Handicap.fr : Tout le monde connait les Gueules cassées de la Grande guerre mais bien peu s'imaginent que l'association existe toujours…
Olivier Roussel : C'est ce qu'on entend souvent : « Les Gueules cassées c'était en 14-18 donc vous n'existez plus ! ». Pourtant des blessés de la face et de la tête, il y en a depuis un siècle dans tous les conflits, y compris des gendarmes, policiers et pompiers blessés en service ou des victimes d'attentats. Alors peut-être un problème de communication interne ? (Rires). Mais mon prédécesseur disait : « Nous faisons du bien, nous n'avons rien à vendre alors pas besoin de faire de la com ». Et puis nous sommes une toute petite équipe.

H.fr : Petite équipe mais gros moyens puisque vous détenez 9% du capital de la Française des Jeux.
OR : Oui. C'est à l'origine l'Union des blessés de la face qui a créé la Loterie nationale au travers des fameux dixièmes des « Gueules cassées » pour venir en aide aux mutilés de guerre, puis le Loto qui fête cette année ses 40 ans. Elle est ensuite devenue la FDJ. Les dividendes nous apportent donc un budget de fonctionnement de 8 à 10 millions d'euros par an avant impôt.

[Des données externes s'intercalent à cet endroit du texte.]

PR #422, opened 2017-07-12
Toggleable trajectory

jihoonl:
To enable or disable visibility per trajectory. I introduced drawable_trajectory object for per trajectory object management.

toggleable_trajectory

### DIFF
--- a/cartographer_rviz/cartographer_rviz/submaps_display.cc
+++ b/cartographer_rviz/cartographer_rviz/submaps_display.cc
@@ -107,9 +107,10 @@ void SubmapsDisplay::processMessage(
     if (trajectory_id >= trajectories_.size()) {
       continue;
     }
-    const auto& trajectory = trajectories_[trajectory_id].second;
-    const auto it = trajectory.find(submap_entry.submap_index);
-    if (it != trajectory.end() &&
+
+    const auto& submaps = trajectories_[trajectory_id]->submaps();
+    const auto it = submaps.find(submap_entry.submap_index);
+    if (it != submaps.end() &&
         it->second->version() > submap_entry.submap_version) {
       // Versions should only increase unless Cartographer restarted.
       trajectories_.clear();
@@ -122,37 +123,30 @@ void SubmapsDisplay::processMessage(
     const SubmapId id{submap_entry.trajectory_id, submap_entry.submap_index};
     listed_submaps.insert(id);
     while (id.trajectory_id >= static_cast<int>(trajectories_.size())) {
-      trajectories_.push_back(Trajectory(
-          ::cartographer::common::make_unique<::rviz::Property>(
-              QString("Trajectory %1").arg(id.trajectory_id), QVariant(),
-              QString("List of all submaps in Trajectory %1.")
-                  .arg(id.trajectory_id),
-              submaps_category_),
-          std::map<int, std::unique_ptr<DrawableSubmap>>()));
+      trajectories_.push_back(
+          ::cartographer::common::make_unique<PerTrajectorySubmapDisplay>(
+              id.trajectory_id, submaps_category_, context_,
+              visibility_all_enabled_->getBool()));
     }
-    auto& trajectory_category = trajectories_[id.trajectory_id].first;
-    auto& trajectory = trajectories_[id.trajectory_id].second;
-    if (trajectory.count(id.submap_index) == 0) {
-      // TODO(ojura): Add RViz properties for adjusting submap pose axes
-      constexpr float kSubmapPoseAxesLength = 0.3f;
-      constexpr float kSubmapPoseAxesRadius = 0.06f;
-      trajectory.emplace(id.submap_index,
-                         ::cartographer::common::make_unique<DrawableSubmap>(
-                             id, context_, trajectory_category.get(),
-                             visibility_all_enabled_->getBool(),
-                             kSubmapPoseAxesLength, kSubmapPoseAxesRadius));
+
+    auto& trajectory = trajectories_[id.trajectory_id];
+    const auto& submaps = trajectory->submaps();
+    if (submaps.count(id.submap_index) == 0) {
+      trajectory->AddSubmap(id);
     }
-    trajectory.at(id.submap_index)
-        ->Update(msg->header, submap_entry, context_->getFrameManager());
+    trajectory->UpdateSubmap(id.submap_index, msg->header, submap_entry,
+                             context_->getFrameManager());
   }
+
   // Remove all submaps not mentioned in the SubmapList.
   for (size_t trajectory_id = 0; trajectory_id < trajectories_.size();
        ++trajectory_id) {
-    auto& trajectory = trajectories_[trajectory_id].second;
-    for (auto it = trajectory.begin(); it != trajectory.end();) {
+    auto& trajectory = trajectories_[trajectory_id];
+    auto& submaps = trajectory->submaps();
+    for (auto it = submaps.begin(); it != submaps.end();) {
       if (listed_submaps.count(
               SubmapId{static_cast<int>(trajectory_id), it->first}) == 0) {
-        it = trajectory.erase(it);
+        it = submaps.erase(it);
       } else {
         ++it;
       }
@@ -169,7 +163,8 @@ void SubmapsDisplay::update(const float wall_dt, const float ros_dt) {
                                    tracking_frame_property_->getStdString(),
                                    ros::Time(0) /* latest */);
     for (auto& trajectory : trajectories_) {
-      for (auto& submap_entry : trajectory.second) {
+      auto& submaps = trajectory->submaps();
+      for (auto& submap_entry : submaps) {
         submap_entry.second->SetAlpha(
             transform_stamped.transform.translation.z);
       }
@@ -181,13 +176,14 @@ void SubmapsDisplay::update(const float wall_dt, const float ros_dt) {
   // Schedule fetching of new submap textures.
   for (const auto& trajectory : trajectories_) {
     int num_ongoing_requests = 0;
-    for (const auto& submap_entry : trajectory.second) {
+    const auto& submaps = trajectory->submaps();
+    for (const auto& submap_entry : submaps) {
       if (submap_entry.second->QueryInProgress()) {
         ++num_ongoing_requests;
       }
     }
-    for (auto it = trajectory.second.rbegin();
-         it != trajectory.second.rend() &&
+    for (auto it = submaps.rbegin();
+         it != submaps.rend() &&
          num_ongoing_requests < kMaxOnGoingRequestsPerTrajectory;
          ++it) {
       if (it->second->MaybeFetchTexture(&client_)) {
@@ -201,9 +197,7 @@ void SubmapsDisplay::AllEnabledToggled() {
   ::cartographer::common::MutexLocker locker(&mutex_);
   const bool visibility = visibility_all_enabled_->getBool();
   for (auto& trajectory : trajectories_) {
-    for (auto& submap_entry : trajectory.second) {
-      submap_entry.second->set_visibility(visibility);
-    }
+    trajectory->set_visibility(visibility);
   }
 }
 
--- a/cartographer_rviz/cartographer_rviz/submaps_display.cc
+++ b/cartographer_rviz/cartographer_rviz/submaps_display.cc
@@ -108,15 +108,12 @@ void SubmapsDisplay::processMessage(
       continue;
     }
 
-    const auto& submaps = trajectories_[trajectory_id]->submaps();
-    const auto it = submaps.find(submap_entry.submap_index);
-    if (it != submaps.end() &&
-        it->second->version() > submap_entry.submap_version) {
-      // Versions should only increase unless Cartographer restarted.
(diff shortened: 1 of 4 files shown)


cartographer_rviz/cartographer_rviz/drawable_trajectory.cc
```diff
@@ -0,0 +1,63 @@
...
+
+DrawableTrajectory::DrawableTrajectory(const int trajectory_id,
+                                       ::rviz::Property* submap_category,
+                                       Ogre::SceneManager* scene_manager,
+                                       const bool visible)
+    : id_(trajectory_id),
+      submaps_category_(submap_category),
+      scene_manager_(scene_manager),
+      submaps_() {
+  property_ = new ::rviz::BoolProperty(
```
ojura: Maybe call this field `visibility`, to follow `drawable_submap.cc`? Also, use a unique pointer (with `::cartographer::common::make_unique`) instead of a raw pointer with new/delete()?

cartographer_rviz/cartographer_rviz/drawable_trajectory.cc
```diff
@@ -0,0 +1,63 @@
...
+      QString("Trajectory %1").arg(id_), visible,
+      QString("List of all submaps in Trajectory %1.").arg(id_),
+      submaps_category_, SLOT(AllEnabledToggled()), this);
+}
+
+DrawableTrajectory::~DrawableTrajectory() {
+  submaps_.clear();
```
ojura: Doesn't the vector's destructor already do this?

cartographer_rviz/cartographer_rviz/submaps_display.cc
```diff
@@ -107,49 +107,48 @@ void SubmapsDisplay::processMessage(
...
-    auto& trajectory = trajectories_[id.trajectory_id].second;
-    if (trajectory.count(id.submap_index) == 0) {
-      trajectory.emplace(
-          id.submap_index,
-          ::cartographer::common::make_unique<DrawableSubmap>(
-              id, context_->getSceneManager(), trajectory_category.get(),
+      trajectories_.push_back(
+          ::cartographer::common::make_unique<DrawableTrajectory>(
+              id.trajectory_id, submaps_category_, context_->getSceneManager(),
               visibility_all_enabled_->getBool()));
```
ojura: I like the hierarchy: the global visibility enabled toggle controls the visibility of new trajectories, while the per-trajectory toggle controls visibility of newly inserted submaps for each trajectory. Good job :)

cartographer_rviz/cartographer_rviz/drawable_trajectory.cc
```diff
@@ -0,0 +1,63 @@
+/*
+ * Copyright 2016 The Cartographer Authors
```
ojura: Maybe 2017 here? :D

cartographer_rviz/cartographer_rviz/drawable_trajectory.cc
```diff
@@ -0,0 +1,63 @@
...
+ */
+
+#include "cartographer_rviz/drawable_trajectory.h"
+
+#include "cartographer/common/make_unique.h"
+
+namespace cartographer_rviz {
+
+DrawableTrajectory::DrawableTrajectory(const int trajectory_id,
+                                       ::rviz::Property* submap_category,
```
SirVer: consistent naming: `submap_category` vs `submaps_category_`.

cartographer_rviz/cartographer_rviz/drawable_trajectory.cc
SirVer: Meh... I am really unsure how to correctly handle this. Maybe we can just remove the years in the copyright headers eventually. For now, just keep it 2016.

cartographer_rviz/cartographer_rviz/drawable_trajectory.cc
```diff
@@ -0,0 +1,63 @@
...
+                                       Ogre::SceneManager* scene_manager,
+                                       const bool visible)
+    : id_(trajectory_id),
+      submaps_category_(submap_category),
```
SirVer: submaps_category_ is unused. remove?

cartographer_rviz/cartographer_rviz/drawable_trajectory.cc
```diff
@@ -0,0 +1,63 @@
...
+      scene_manager_(scene_manager),
+      submaps_() {
```
SirVer: no need to initialize a std::map, it will be default-empty.

cartographer_rviz/cartographer_rviz/drawable_trajectory.cc
SirVer: Make property_ a non-pointer member and initialize it in the initializer list No need to delete it in the destructor then. Also rename it to visible_?

cartographer_rviz/cartographer_rviz/drawable_trajectory.cc
SirVer: Yup, it does. Destructor can be empty.

cartographer_rviz/cartographer_rviz/drawable_trajectory.cc
```diff
@@ -0,0 +1,63 @@
...
+      ::cartographer::common::make_unique<DrawableSubmap>(
+          submap_id, scene_manager_, property_, property_->getBool()));
+}
+
+void DrawableTrajectory::UpdateSubmap(
+    const int submap_index, const ::std_msgs::Header& header,
+    const ::cartographer_ros_msgs::SubmapEntry& metadata,
+    ::rviz::FrameManager* frame_manager) {
+  submaps_.at(submap_index)->Update(header, metadata, frame_manager);
+}
```
SirVer: empty line and `// namespace cartographer_ros` comment. Clang-format should add that for you. Did you run it?

cartographer_rviz/cartographer_rviz/drawable_trajectory.h
```diff
@@ -0,0 +1,70 @@
...
+ * See the License for the specific language governing permissions and
+ * limitations under the License.
+ */
+
+#ifndef CARTOGRAPHER_RVIZ_SRC_DRAWABLE_TRAJECTORY_H_
+#define CARTOGRAPHER_RVIZ_SRC_DRAWABLE_TRAJECTORY_H_
+
+#include <future>
+
+#include "rviz/display_context.h"
```
SirVer: only one header block, sorted alphabetically.

cartographer_rviz/cartographer_rviz/drawable_trajectory.h
```diff
@@ -0,0 +1,70 @@
...
+ * distributed under the License is distributed on an "AS IS" BASIS,
+ * WITHOUT WARRANTIES OR CONDITIONS OF ANY KIND, either express or implied.
+ * See the License for the specific language governing permissions and
+ * limitations under the License.
+ */
+
+#ifndef CARTOGRAPHER_RVIZ_SRC_DRAWABLE_TRAJECTORY_H_
+#define CARTOGRAPHER_RVIZ_SRC_DRAWABLE_TRAJECTORY_H_
+
+#include <future>
```
SirVer: unused? remove.

cartographer_rviz/cartographer_rviz/drawable_trajectory.h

H.fr : C'est une coquette somme !
OR : En effet, et c'est pour cette raison qu'au-delà des importantes aides sociales que nous attribuons à nos membres en difficultés, nous faisons du mécénat à l'externe, en soutenant de nombreuses actions sociales, de mémoire des sacrifices consentis pour le pays et de recherche médicale. Depuis 2015, nous transformons un domaine que nous possédions dans le Var en EHPAD pour assurer l'accueil de nos membres vieillissants.

H.fr : Vous agissez dans un domaine très restreint, uniquement les blessures de la face et de la tête ?
OR : Oui, après la première guerre, contrairement à d'autres pays qui ont créé des associations généralistes de vétérans, la France a vu émerger une multitude d'associations, presque pour chaque partie du corps : les aveugles, les amputés, les trépanés… A l'origine, notre union ne s'occupait que des blessés du visage puis nous avons fusionné avec la Fédération des trépanés et blessés de la tête dans les années 80.

H.fr : Mais, dans la tête, il y a aussi le cerveau. Qu'en-est-il des chocs post-traumatiques ?
OR : En effet, celles qu'on appelle les blessures invisibles n'ont été reconnues qu'assez récemment par la psychiatrie militaire française. Nous nous sommes longtemps occupés du contenant et maintenant du contenu. A ce titre, nous soutenons également la recherche sur les maladies neurodégénératives.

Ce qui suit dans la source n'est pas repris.